Shop the overflowing stalls of Cat Street. Photo by Cindy Chan

Shop the overflowing stalls of Cat Street. Photo by Cindy Chan

Upper Lascar Row or colloquially, Cat Street, is lined with eager peddlers selling junk-store antique furniture from bygone Chinese eras, Cultural Revolution posters, and tiny faux jade trinkets. During colonial times, the street sold stolen items from “rats” (read: thieves) sold in turn by “cats” or antique dealers. Upon first glance the street appears to be a tourist trap—and it is—but if you like kitsch you’ll be sure to find something alluring in its stalls. Try Uncle Stezo’s stall—look for the green set-up laden with old kung-fu movie posters—for a collection of personal knickknacks and vintage postcards he sells depicting a Hong Kong of another time. Head up the stairs on either end of Cat Street to Hollywood Road to find more shops full of curiosities. Among them are Oi Ling (58 Hollywood Road; 852/2815-9422), a world-renowned antique dealer that is particularly adept at sourcing terracotta, and K.Y. Fine Art (142 Hollywood Road; 852/2540-4772) that specializes in ceramics and Chinese ink paintings.

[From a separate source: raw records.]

PR #1088, opened 2020-04-24
Update gfxbench to log correct scores.

robF8:
* Updated regex to reflect correct test name.

* Enabling/disabling tests on setup was missing tesselation on some devices
  so changed order of toggle.

* Sometimes whilst collecting scores the workload grabs the wrong score.
  Updated to check the name of the test before grabbing the score.

* Tested on mate20, xperia, s9-exynos, s10-exynos, pixel-4


wa/workloads/gfxbench/__init__.py
```diff
@@ -51,7 +51,7 @@ def update_output(self, context):
         super(Gfxbench, self).update_output(context)
         expected_results = len(self.regex_matches)
         logcat_file = context.get_artifact_path('logcat')
-        with open(logcat_file, errors='replace') as fh:
+        with open(logcat_file, encoding="utf8", errors='ignore') as fh:
```
marcbonnici, line 54: Was this still causing issues with the xpereia device? Should this be updated across other workloads?

robF8: Reverted this line, I had authored this commit before the logcat parsing change and made mistake in the rebase, sorry about that.

PR #1100, opened 2020-06-03
Implement caching of local ApkInfo Objects 

marcbonnici:
To prevent the requirement of locking and parsing an APK file multiple times cache the information using its path and last modified time. This should improve execution times when using large APK files and reduce contention when running with multiple instances of WA. 

Dependent on https://github.com/ARM-software/devlib/pull/488


setrofim:
Looks good. My only concern with this is that, as cache grows, the time it takes to parse and serialize my match or even exceed the comparable time for parsing info from an Apk. I would add a persistent Cache object that would maintain the parsed data and only re-read the cache file as necessary (i.e. when it has been updated); all cache queries would then go via that.

PR #1109, opened 2020-06-23
Target Manager Parameter Updates

marcbonnici:
- Fix the implementation of Target Manager parameters
- Enable the configuration of the target_info cache
- Fix typo


wa/framework/target/manager.py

You could pay less for antiques in mainland China, but in Hong Kong you’ll be paying for expertise, authentication, and peace of mind.

Look for Uncle Stezo’s green stall laden with old kung-fu movie posters. Photo by Cindy Chan

Look for Uncle Stezo’s green stall laden with old kung-fu movie posters. Photo by Cindy Chan

Upper Lascar Row, Sheung Wan. Most stalls open from 10:30 a.m.-6 p.m.